_Exercise directions:_ The response must be made up of the lines in the entries below that contain "Account".

┏━━

Issue #106, opened 2023-05-29
[FEATURE] Add Specs for Security plugin API


Tokesh:
This issue covers adding models for [Security plugins](https://opensearch.org/docs/2.7/security/access-control/api/) listed below:

- [x] [Account](https://opensearch.org/docs/2.7/security/access-control/api/#account)
- [x] [Action groups](https://opensearch.org/docs/2.7/security/access-control/api/#action-groups)
- [x] [Users](https://opensearch.org/docs/2.7/security/access-control/api/#users)
- [x] [Roles](https://opensearch.org/docs/2.7/security/access-control/api/#roles)
- [x] [Role mappings](https://opensearch.org/docs/2.7/security/access-control/api/#role-mappings)
- [x] [Tenants](https://opensearch.org/docs/2.7/security/access-control/api/#tenants)
- [x] [Configuration](https://opensearch.org/docs/2.7/security/access-control/api/#configuration)
- [x] [Distinguished names](https://opensearch.org/docs/2.7/security/access-control/api/#distinguished-names)
- [x] [Certificates](https://opensearch.org/docs/2.7/security/access-control/api/#certificates)
- [x] [Cache](https://opensearch.org/docs/2.7/security/access-control/api/#cache)
- [x] [Health](https://opensearch.org/docs/2.7/security/access-control/api/#health)
- [x] [Audit logs](https://opensearch.org/docs/2.7/security/access-control/api/#audit-logs)

Follow the [Developer's Guide](https://github.com/opensearch-project/opensearch-api-specification/blob/main/DEVELOPER_GUIDE.md) doc to fill in these actions.
You might have to manually make calls to an OS cluster to figure out the shape of the response bodies.
(We discussed about this API with @nhtruong on CCI meetup)

Tokesh:
Hello everyone!
This issue is similar to the previous ones. Because of this, I am ready to continue my work! :) 
Today I will try to write a PR

Tokesh:
Models have been added for all the above APIs.

PR #107, opened 2023-05-29
adding specs for Account API

Tokesh:
Specs for [Account API](https://opensearch.org/docs/2.7/security/access-control/api/#account)
### Issues Resolved
[#106]


model/common_structures.smithy
```diff
@@ -59,3 +59,8 @@ structure Hits{
     _source: Document,
     fields: Document
 }
+
+structure Response{
+    status: String
+    message: String
+}
```
nhtruong, line 66: A structure named response is very vague. Any Response body can be Response

Tokesh: > A structure named response is very vague. Any Response body can be Response

Can we name it "UpdateResponse"?

Tokesh: because we use it in many API's in update/delete parts

nhtruong (approved):
🚀

VachaShah (approved):

PR #127, opened 2023-06-30
Correct security plugin operations that take lists or return maps.

Xtansia:
### Description
The aws.protocols#restJson1 protocol explicitly disallows lists and maps for @httpPayload.

Requires workaround due to AbstractRestProtocol being package-private, and a bug in HttpBindingIndex waiting on PR https://github.com/awslabs/smithy/pull/1840

### DIFF
--- a/buildSrc/src/main/kotlin/versions.kt
+++ b/buildSrc/src/main/kotlin/versions.kt
@@ -1,1 +1,1 @@
-const val smithyVersion = "1.31.0"
+const val smithyVersion = "1.33.0"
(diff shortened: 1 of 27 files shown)


VachaShah (commented):
@Xtansia Do you think this is worth describing somewhere in the guides?

Xtansia:
> @Xtansia Do you think this is worth describing somewhere in the guides?

@VachaShah If you're referring to the protocol/hacks, I'm not sure where it'd fit into the guides as it should mostly be invisible to someone working on the models. Ideally 90% of this can be removed again soon™️ if the fix is merged upstream into Smithy.

VachaShah (approved):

┗━━

_Solution for this problem:_
- [x] [Account](https://opensearch.org/docs/2.7/security/access-control/api/#account)
adding specs for Account API
Specs for [Account API](https://opensearch.org/docs/2.7/security/access-control/api/#account)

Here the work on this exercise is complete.